** Raw data follows **

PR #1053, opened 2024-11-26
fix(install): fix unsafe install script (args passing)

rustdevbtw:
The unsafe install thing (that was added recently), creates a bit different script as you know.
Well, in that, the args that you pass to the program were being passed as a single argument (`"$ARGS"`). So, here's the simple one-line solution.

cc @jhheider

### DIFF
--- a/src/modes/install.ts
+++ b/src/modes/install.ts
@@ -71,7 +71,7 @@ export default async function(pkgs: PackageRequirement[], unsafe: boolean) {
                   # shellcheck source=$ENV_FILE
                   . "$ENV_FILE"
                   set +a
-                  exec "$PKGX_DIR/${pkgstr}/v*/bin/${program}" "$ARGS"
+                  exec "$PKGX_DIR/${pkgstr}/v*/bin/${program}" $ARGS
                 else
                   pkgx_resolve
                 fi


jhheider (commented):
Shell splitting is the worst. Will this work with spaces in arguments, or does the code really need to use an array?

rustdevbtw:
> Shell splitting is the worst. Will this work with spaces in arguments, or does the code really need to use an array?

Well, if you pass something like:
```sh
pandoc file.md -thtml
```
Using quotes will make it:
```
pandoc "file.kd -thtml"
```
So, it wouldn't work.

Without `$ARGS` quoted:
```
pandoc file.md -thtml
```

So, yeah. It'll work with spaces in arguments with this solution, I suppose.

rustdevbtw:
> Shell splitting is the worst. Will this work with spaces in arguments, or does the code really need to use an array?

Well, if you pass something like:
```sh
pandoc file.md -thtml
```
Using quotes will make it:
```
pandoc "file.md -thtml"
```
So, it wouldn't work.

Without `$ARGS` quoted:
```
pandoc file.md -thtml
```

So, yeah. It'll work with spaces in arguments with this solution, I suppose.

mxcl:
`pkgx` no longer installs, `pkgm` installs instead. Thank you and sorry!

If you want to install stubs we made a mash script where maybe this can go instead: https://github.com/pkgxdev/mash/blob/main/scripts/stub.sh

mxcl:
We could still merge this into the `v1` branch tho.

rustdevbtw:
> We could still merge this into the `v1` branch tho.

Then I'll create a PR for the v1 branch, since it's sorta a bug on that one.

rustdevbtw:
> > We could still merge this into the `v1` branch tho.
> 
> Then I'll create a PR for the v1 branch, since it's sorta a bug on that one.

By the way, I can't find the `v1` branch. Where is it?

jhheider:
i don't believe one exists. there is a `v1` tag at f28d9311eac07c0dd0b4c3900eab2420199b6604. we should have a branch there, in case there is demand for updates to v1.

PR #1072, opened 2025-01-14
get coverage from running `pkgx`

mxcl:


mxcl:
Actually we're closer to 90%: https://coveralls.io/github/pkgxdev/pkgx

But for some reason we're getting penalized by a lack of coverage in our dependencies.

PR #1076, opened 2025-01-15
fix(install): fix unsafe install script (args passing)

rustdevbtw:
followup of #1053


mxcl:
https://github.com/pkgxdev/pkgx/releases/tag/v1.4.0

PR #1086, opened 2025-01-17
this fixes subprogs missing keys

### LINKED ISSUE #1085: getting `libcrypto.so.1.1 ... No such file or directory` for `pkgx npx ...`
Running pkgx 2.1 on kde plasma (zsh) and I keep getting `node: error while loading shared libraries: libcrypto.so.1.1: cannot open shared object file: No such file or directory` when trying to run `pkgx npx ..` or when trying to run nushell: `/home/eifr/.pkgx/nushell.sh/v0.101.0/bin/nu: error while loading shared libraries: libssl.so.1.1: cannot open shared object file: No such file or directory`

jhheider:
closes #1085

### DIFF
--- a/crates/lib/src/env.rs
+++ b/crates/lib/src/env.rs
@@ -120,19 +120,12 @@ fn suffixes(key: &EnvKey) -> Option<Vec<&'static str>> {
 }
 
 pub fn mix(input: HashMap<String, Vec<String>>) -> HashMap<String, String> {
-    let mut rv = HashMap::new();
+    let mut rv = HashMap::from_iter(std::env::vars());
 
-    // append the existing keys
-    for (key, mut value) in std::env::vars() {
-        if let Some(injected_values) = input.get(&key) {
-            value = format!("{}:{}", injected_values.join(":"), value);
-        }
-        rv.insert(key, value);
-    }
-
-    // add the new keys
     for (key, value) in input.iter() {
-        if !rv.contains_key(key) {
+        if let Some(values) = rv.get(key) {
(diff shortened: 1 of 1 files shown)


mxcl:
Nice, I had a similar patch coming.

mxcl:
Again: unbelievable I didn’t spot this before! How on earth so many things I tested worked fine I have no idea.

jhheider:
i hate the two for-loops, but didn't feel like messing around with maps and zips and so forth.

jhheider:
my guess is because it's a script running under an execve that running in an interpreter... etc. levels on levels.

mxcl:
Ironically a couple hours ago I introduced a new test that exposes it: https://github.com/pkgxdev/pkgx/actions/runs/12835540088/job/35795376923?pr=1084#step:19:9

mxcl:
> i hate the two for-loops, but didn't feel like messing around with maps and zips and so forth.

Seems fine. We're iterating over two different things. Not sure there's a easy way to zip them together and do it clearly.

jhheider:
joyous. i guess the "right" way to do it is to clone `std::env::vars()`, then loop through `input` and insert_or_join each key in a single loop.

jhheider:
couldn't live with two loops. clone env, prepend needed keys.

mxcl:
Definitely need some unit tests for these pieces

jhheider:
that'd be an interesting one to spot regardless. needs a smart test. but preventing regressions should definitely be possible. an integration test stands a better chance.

** End of Raw data **

Task statement: Copy all lines from the material above that hold the word "instead".

Expected answer:
`pkgx` no longer installs, `pkgm` installs instead. Thank you and sorry!
If you want to install stubs we made a mash script where maybe this can go instead: https://github.com/pkgxdev/mash/blob/main/scripts/stub.sh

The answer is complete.